PR #236, opened 2017-05-04
Add initial Elasticsearch mappings

kenoir:

In order to only ingest valid data, and to optimise our indexes for search, we should have Elasticsearch mappings defined.

In this first pass we are looking to accommodate Miro data.

## Who is this change for?

Anyone who likes structured data.

- [x] Tests?
- [x] Docs?


kenoir:
`elastic4s` seems under rapid development so finding the right way to define mapping involves ensuring you've pinned the repo at the correct version and sometimes trawling the code.

common/src/main/scala/uk/ac/wellcome/lib/elasticsearch/mappings.scala
```diff
@@ -0,0 +1,31 @@
+package uk.ac.wellcome.lib.elasticsearch
+
+import com.sksamuel.elastic4s._
+import com.sksamuel.elastic4s.ElasticDsl._
+import com.sksamuel.elastic4s.mappings.FieldType._
+import com.sksamuel.elastic4s.analyzers._
+
+// TODO: This should have a test before any more code is written.
```
kenoir: Sorry ... should have written the tests first. I wasn't sure if this was even possible for our purposes with the elastic4s library, but it seems it is.

kenoir:
We'll want to add created and updated datetime fields for the doc is ES too.

common/src/main/scala/uk/ac/wellcome/elasticsearch/mappings/RecordsIndex.scala
```diff
@@ -0,0 +1,26 @@
+package uk.ac.wellcome.elasticsearch.mappings
+
+import com.sksamuel.elastic4s.ElasticDsl._
+import com.sksamuel.elastic4s._
+import com.sksamuel.elastic4s.analyzers._
+import com.sksamuel.elastic4s.mappings.DynamicMapping
+
+class RecordsIndex(client: ElasticClient, indexName: String) {
```
kenoir: We should test at the very least that this creates an index appropriately named.

alicefuzier:
@kenoir Yeah, about tests for the RecordsIndex I wasn't quite sure what to test cause testing that after the creation it has an index with those properties seemed kind of pointless. 
All tests against elasticsearch use the ElasticSearchLocal class so I added a call to our mapping scrpit in there, so that each test in the ingestor or the api runs with an elasticsearch provisioned that way. 
This tests both that an index exist with that name and that the APi and the ingestor can use that index, so it's actually a greater coverage. 
I did add a RecordsIndexTest class in the end cause there was no other way to test if elasticsearch would reject an item in the wrong format

common/src/main/scala/uk/ac/wellcome/elasticsearch/mappings/RecordsIndex.scala
```diff
@@ -0,0 +1,26 @@
+package uk.ac.wellcome.elasticsearch.mappings
+
+import com.sksamuel.elastic4s.ElasticDsl._
+import com.sksamuel.elastic4s._
+import com.sksamuel.elastic4s.analyzers._
+import com.sksamuel.elastic4s.mappings.DynamicMapping
+
+class RecordsIndex(client: ElasticClient, indexName: String, itemType: String) {
```
alexwlchan: Maybe call this "WorksIndex"?

common/src/test/scala/uk/ac/wellcome/elasticsearch/mappings/WorksIndexTest.scala
```diff
@@ -0,0 +1,46 @@
...
+import org.elasticsearch.transport.RemoteTransportException
+import org.scalatest.FunSpec
+import org.scalatest.concurrent.ScalaFutures
+import uk.ac.wellcome.models.{IdentifiedWork, SourceIdentifier, Work}
+import uk.ac.wellcome.test.utils.ElasticSearchLocal
+import uk.ac.wellcome.utils.GlobalExecutionContext.context
+import uk.ac.wellcome.utils.JsonUtil
+
+class WorksIndexTest extends FunSpec with ElasticSearchLocal with ScalaFutures{
+  // RecordsIndex is actually used in ElasticSearchLocal to create the index.
```
alexwlchan: comment refers to the old name

kenoir:
Looks good.

PR #238, opened 2017-05-05
Add Travis build badge

kenoir:

Explicitly show project build status.

## Who is this change for?

Folk interested in whether the most recent version of `master` is passing its' build.

- [X] Tests?
- [X] Docs?

### DIFF
--- a/README.md
+++ b/README.md
@@ -1,6 +1,8 @@
 # Digital Platform
 The new Wellcome Collection digital platform, exploring approaches to building an API that searches our archive collections.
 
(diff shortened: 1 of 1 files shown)


alexwlchan:
Personally not a fan of build badges – I think they look ugly, and really master should never be failing.

But I don't care strongly enough to argue if you and @alicefuzier disagree.

kenoir:
> and really master should never be failing.

Exactly, _but it can_.

kenoir:
Pinging @jtweed as this is a public perception thing too.

jtweed:
I quite like it, I think it shows that we care that the build is always passing. That's a positive perception, provided the build is always passing of course!

PR #240, opened 2017-05-05
Add the "type" field to the Work class when serialising to JSON

alexwlchan:

When we serialise a `Work` object to JSON, it includes a "type" field that contains the value "Work". Part of #234.

## Who is this change for?

Users of the API.

- [x] Tests – done
- [x] Docs – not required.

### DIFF
--- a/api/src/test/scala/uk/ac/wellcome/platform/api/ModelsTest.scala
+++ b/api/src/test/scala/uk/ac/wellcome/platform/api/ModelsTest.scala
@@ -1,0 +1,16 @@
+package uk.ac.wellcome.platform.api
+
+import org.scalatest.{FunSpec, Matchers}
+
+import uk.ac.wellcome.models.Work
+import uk.ac.wellcome.utils.JsonUtil
+
+
+class WorkTest extends FunSpec with Matchers {
+  it("should have an LD type 'Work' when serialised to JSON") {
+    val work = Work(identifiers=List(), label="A book about a thing")
+    val jsonString = JsonUtil.toJson(work).get
+
+    jsonString.contains("""type":"Work"""") should be (true)
+  }
+}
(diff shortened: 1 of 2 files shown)


alexwlchan:
Note: this may well break things coming out of the API, but I'll likely be making changes there as I modify the Miro transformation/Elasticsearch mappings.

api/src/test/scala/uk/ac/wellcome/platform/api/ModelsTest.scala
```diff
@@ -0,0 +1,17 @@
+package uk.ac.wellcome.platform.api
+
+import org.scalatest.{FunSpec, Matchers}
+import org.scalatest.prop.PropertyChecks
+
+import uk.ac.wellcome.models.Work
+import uk.ac.wellcome.utils.JsonUtil
+
+
+class WorkTest extends FunSpec with PropertyChecks with Matchers {
```
alicefuzier: do you need PropertyChecks?

common/src/main/scala/uk/ac/wellcome/models/Work.scala
```diff
@@ -12,9 +13,13 @@ case class SourceIdentifier(source: String, sourceId: String, value: String)
...
 /** A representation of an item in our ontology, without a canonical identifier */
-case class Work(identifiers: List[SourceIdentifier],
-                       label: String,
-                       accessStatus: Option[String] = None)
+case class Work(
+  identifiers: List[SourceIdentifier],
+  label: String,
+  accessStatus: Option[String] = None
+) {
+  @JsonProperty("type") val ld_type: String = "Work"
```
alicefuzier: I generally prefer camel case instead of underscores, unless it represents some external data format. What do people think?

alexwlchan:
Markups made.

alexwlchan:
Rebased against master, will merge once CI passes.

common/src/main/scala/uk/ac/wellcome/models/Work.scala
kenoir: Scala convention is camelCase right? We should follow the convention.

_even if underscores are more readable_

PR #1526, opened 2018-02-09
Fix flaky bib merger tests

kenoir:

Ensure tests are more reliable in master.

### Who is this change for?

🌐 

- [ ] Deployed new versions


sierra_adapter/sierra_bib_merger/src/test/scala/uk/ac/wellcome/platform/sierra_bib_merger/SierraBibMergerFeatureTest.scala
```diff
@@ -232,19 +210,10 @@ class SierraBibMergerFeatureTest
       ),
       modifiedDate = oldUpdatedDate
     )
-    sendBibRecordToSQS(record)
 
-    // Blocking in Scala is generally a bad idea; we do it here so there's
-    // enough time for this update to have gone through (if it was going to).
-    Thread.sleep(5000)
```
alexwlchan: So while I agree this is un-Scala like, I think we need it here – or the test could spuriously pass because we check DynamoDB *before* it applies the bad update.

Unless this was the cause of the fault?

PR #1531, opened 2018-02-13
Provide more useful descriptions in our SNS subjects

alexwlchan:
We have an SQS message on the transformer DLQ with

```
  "Subject" : "default-subject",
  "Message" : "null",
```

and it's really not obvious where it came from!

This patch modifies the subject in our SNS writers to provide slightly more helpful descriptions, so hopefully we'll be able to trace this sort of message in future!

### DIFF
--- a/catalogue_pipeline/id_minter/src/main/scala/uk/ac/wellcome/platform/idminter/services/IdMinterWorkerService.scala
+++ b/catalogue_pipeline/id_minter/src/main/scala/uk/ac/wellcome/platform/idminter/services/IdMinterWorkerService.scala
@@ -30,7 +30,7 @@ class IdMinterWorkerService @Inject()(
       workWithCanonicalId <- idEmbedder.embedId(json)
       _ <- writer.writeMessage(
         message = workWithCanonicalId.toString(),
-        subject = "source: IdMinterWorkerService.processMessage"
+        subject = s"source: ${this.getClass.getSimpleName}.processMessage"
       )
     } yield ()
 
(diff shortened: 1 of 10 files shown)


shared_infra/dynamo_to_sns/src/dynamo_to_sns.py
```diff
@@ -53,5 +54,6 @@ def main(event, _ctxt=None, sns_client=None):
         publish_sns_message(
             sns_client=sns_client,
             topic_arn=topic_arn,
-            message=message
+            message=message,
+            subject=f'source: dynamo_to_sns ({topic_name})'
```
kenoir: This is python! 

`s" source: dynamo_to_sns ($topic_name)`

catalogue_pipeline/id_minter/src/main/scala/uk/ac/wellcome/platform/idminter/services/IdMinterWorkerService.scala
```diff
@@ -28,8 +28,10 @@ class IdMinterWorkerService @Inject()(
     for {
       json <- Future.fromTry(parseMessageIntoJson(message))
       workWithCanonicalId <- idEmbedder.embedId(json)
-      _ <- writer.writeMessage(workWithCanonicalId.toString(),
-                               Some(snsSubject))
+      _ <- writer.writeMessage(
+        message = workWithCanonicalId.toString(),
+        subject = "source: IdMinterWorkerService.processMessage"
```
alicefuzier: I'd rather not hardcode the name of the service in a string. It's easy to forget renaming it if we refactor. You could use `this.getClass.getSimpleName` instead

alexwlchan: I didn’t realise you could do that, thanks!

Issue #1512, opened 2018-02-07
Shard data in source data bucket


jtweed:
- [x] New records written by the VHS are sharded (#1540)
- [x] Existing records are re-sharded (#1545)

jtweed:
Presumably makes sense to rename this bucket to the new scheme as part of doing this.

alexwlchan:
@jtweed I‘m not opposed to renaming the bucket, but let's do one change at a time. 😄

alexwlchan:
The existing records have been copied into new shards; I still have to clean up the old shards.

alexwlchan:
All the existing records have been resharded correctly.

👌

PR #1545, opened 2018-02-14
Write a resharder

alexwlchan:
This is a temporary resharder for #1512.

It gets attached to the VHS event stream, and then we'll reindex the entire table. It should reshard everything in the S3 bucket, then we can:

1. Delete the Lambda
2. Delete the unsharded files


kenoir:
This is specifically to reshard the S3 bucket for the VHS yes?

alexwlchan:
Yes. We’ll attach it to the VHS event stream, reindex the table, then delete the “resharded” flag and all of this code.

PR #1547, opened 2018-02-15
Move the reindexer code into a separate folder

alexwlchan:
Travis is [failing on master](https://travis-ci.org/wellcometrust/platform/jobs/341814879) because it's looking in `catalogue_pipeline/reindex_worker` for the reindexer code to build a Docker image, and it can't find anything.

Rather than delve too heavily into those build scripts, this patch just moves all the reindexer into its own directory, so there's only one level of nesting. Should get the build working again.


alexwlchan:
So after the first reindex “completed”, here’s what we‘ve learnt:

* Not all the reindex jobs got created, because the reindex_job_creator kept timing out.
* The complete_reindex Lambda is looking for a version field that doesn't exist
* We are hitting the upper limit of DynamoDB autoscaling quite badly

PR #1548, opened 2018-02-15
Janusgraph prototype

alicefuzier:
See how the relater would look like if we decided to use jenusgraph
### Who is this change for
⛺️ 🍔


kenoir:
Closing as done.

PR #1553, opened 2018-02-16
Allow complete_reindex lambda to handle missing version

kenoir:

Allow complete_reindex lambda to handle missing version!

### Who is this change for?

📴 

- [ ] Deployed new versions
- [ ] Run `terraform apply`.


kenoir:
Supersedes: https://github.com/wellcometrust/platform/pull/1552

reindexer/complete_reindex/src/complete_reindex.py
```diff
@@ -2,31 +2,80 @@
...
-def main(event, _ctxt=None, dynamodb_client=None):
-    print(f'event = {event!r}')
-    dynamodb_client = dynamodb_client or boto3.client('dynamodb')
+def _get_item_version(dynamo_item):
+    dynamo_item_version = 1
+
+    if 'version' in dynamo_item:
+        dynamo_item_version = dynamo_item['version']
+
+    return dynamo_item_version
```
alexwlchan: Easier would be to use the `get` method on Python dicts: `dict.get(key[, default]`

i.e.

```python
dynamo_item.get('version', 1)
```

reindexer/complete_reindex/src/complete_reindex.py
```diff
@@ -2,31 +2,80 @@
...
+    dynamodb_response = table.get_item(Key={'shardId': shard_id})
 
-    table_name = os.environ['TABLE_NAME']
+    dynamo_item = dynamodb_response['Item']
 
+    print(f'Retrieved {dynamo_item}')
+
+    dynamo_current_version = dynamo_item['currentVersion']
+
+    if (dynamo_current_version >= completed_reindex_version):
```
alexwlchan: nit: drop the parens

reindexer/complete_reindex/src/complete_reindex.py
```diff
@@ -2,31 +2,80 @@
...
-                }
-            )
-        except ClientError as err:
-            if err.response['Error']['Code'] == 'ConditionalCheckFailedException':
-                print(f'{row["shardId"]} already has a newer currentVersion')
-            else:
-                raise
+        job = _process_reindex_tracker_update_job(table, record.message)
+
+    if job is not None:
```
alexwlchan: Should this be in the body of the loop? – you construct a job for every update, but only process the last one. Possibly needs extra tests?

reindexer/complete_reindex/src/complete_reindex.py
```diff
@@ -2,31 +2,80 @@
...
+
+    return dynamo_item_version
+
+
+def _update_versioned_item(table, dynamo_item, desired_item):
+    desired_dynamo_conditional_update_version = (
+            _get_item_version(dynamo_item) + 1
+    )
+
+    new_dynamo_item = {**dynamo_item, **desired_item}
```
alexwlchan: This construction is quite unusual – could we just pass in the item we want to PUT?

Issue #1544, opened 2018-02-14
Move and/or disambiguate the platform-infra bucket


alexwlchan:
Related: #1511.

alexwlchan:
This gets its own ticket because it's potentially disruptive. This might be a good opportunity to break up what's in the bucket, if we think it's a good idea (e.g. Lambdas and releases go to a different bucket from terraform state/vars).

PR #1572, opened 2018-02-20
reindexer: move the associated Terraform into a separate stack

alexwlchan:
The reindexer isn't really part of the catalogue pipeline – it's a separate set of services.

To keep our Terraform stacks small and fast, this pulls the reindexer pieces into a separate stack before we add the relater and merger.

This also creates the new infra bucket in line with #1511, #1544.


alexwlchan:
The only failing tests are in sbt-common, and that's because we're downstream of master.

PR #1577, opened 2018-02-20
reindex_worker: simplify the implementation to avoid leaning so heavily on Scanamo

alexwlchan:
Previously in the reindexer:

We'd cribbed some fairly complicated QueryStream code from Scanamo so we didn't load an entire result list into memory at once and have an OutOfMemory error. Now that:

* Reindex shards contain fewer records
* Individual records are also smaller

it's worth revisiting this code. Do we still hit OOM errors, or can we load an entire reindex shard into memory at once? This patch does exactly that – and then processes the entire reindex.

I'm hoping this will also clear up the weirdness we're seeing where the reindexer isn't always completing jobs correctly.

I'm going to deploy this patch immediately and trigger a reindex, to see how it behaves.


reindexer/reindex_worker/src/main/scala/uk/ac/wellcome/platform/reindex_worker/services/ReindexService.scala
```diff
@@ -31,130 +30,61 @@ class ReindexService @Inject()(dynamoDBClient: AmazonDynamoDB,
...
-      .map(result =>
-        if (result.contains(false)) {
-          throw GracefulFailureException(
-            new RuntimeException(
-              "Not all records were successfully processed!"
-            ))
-        } else {
-          info(s"Successfully processed reindex job $reindexJob")
-      })
+    Future.sequence(updates)
```
alexwlchan: This returns `Future[List[Unit]]`, which may not behave correctly with the for comprehension in the worker service.

alexwlchan: Also, I don't log anything here. 🙈

alicefuzier:
Uhm, I assume you've discussed this with @kenoir so I may be outnumbered, but I think it not loading everything into memory is a nice feature and I'd be in favour of keeping it. Shard sizes are managed elsewhere and it's not easy to spot that if/when we change the shard size we should also increment the memory.

alexwlchan:
@alicefuzier Yep, I discussed with Robert – we thought it would be a benefit to get rid of the opaque Scanamo code if we could, where “if we could” is mostly determined by memory concerns. My gut feeling is that it’s less of an issue than we think it is, but we’ll find out if I’m right!

We had a suspicion that something in that code was catching and ignoring throughout errors – it seems suspicious that the reindeer never hits/logs them – and thought getting rid of it might help us spot the underlying issue.

alexwlchan:
On the topic of shard size: what determines “the best shard size”, if not the reindexer? What else affects that choice?

We tried to average it at 1500 (although it’s become clear they’re not very evenly spread!) precisely to keep in doable within the life of one SQS message. I don’t think it’s that bad for the reindexer to have slightly stronger requirements on that choice.

kenoir:
@alexwlchan @alicefuzier this ain't a democracy!  :) We'll chat about the various solutions on their merits tomorrow.

alicefuzier:
Actually I completely changed my mind on this. It would be nice to have this a reindexer feature, but it is very obscure code and if we can make it simpler removing something we don't explicitly need, that's good. And yeah, shard sizes will never be massive, 'cause anyway the reindexer reads from a queue and it needs to finish within the visibility timeout.
Making it use less memory would only be useful to reduce costs in scaling it up, which we don't care that much about that.

alexwlchan:
FWIW, we ran a complete reindex of Sierra last night using this code. It’s still not running to completion, but:

* There's nothing in CloudWatch to suggest it ran out of memory
* The RST table is correctly reporting that those shards didn't finish

PR #1585, opened 2018-02-22
.travis: load our AWS credentials from a file, not from environment variables

alexwlchan:
Previously Travis loaded AWS credentials from the environment, whereas we use the ~/.aws directory for all local operations. This brings Travis into line with local workflows, so we can simplify some of the `docker run` workflows in a separate PR.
━━━━━━━━
### REQUIREMENT:
Copy out, from the listing above, every line that contains the word "about".

### EXERCISE OUTPUT:
@kenoir Yeah, about tests for the RecordsIndex I wasn't quite sure what to test cause testing that after the creation it has an index with those properties seemed kind of pointless. 
+    val work = Work(identifiers=List(), label="A book about a thing")
@alexwlchan @alicefuzier this ain't a democracy!  :) We'll chat about the various solutions on their merits tomorrow.
Making it use less memory would only be useful to reduce costs in scaling it up, which we don't care that much about that.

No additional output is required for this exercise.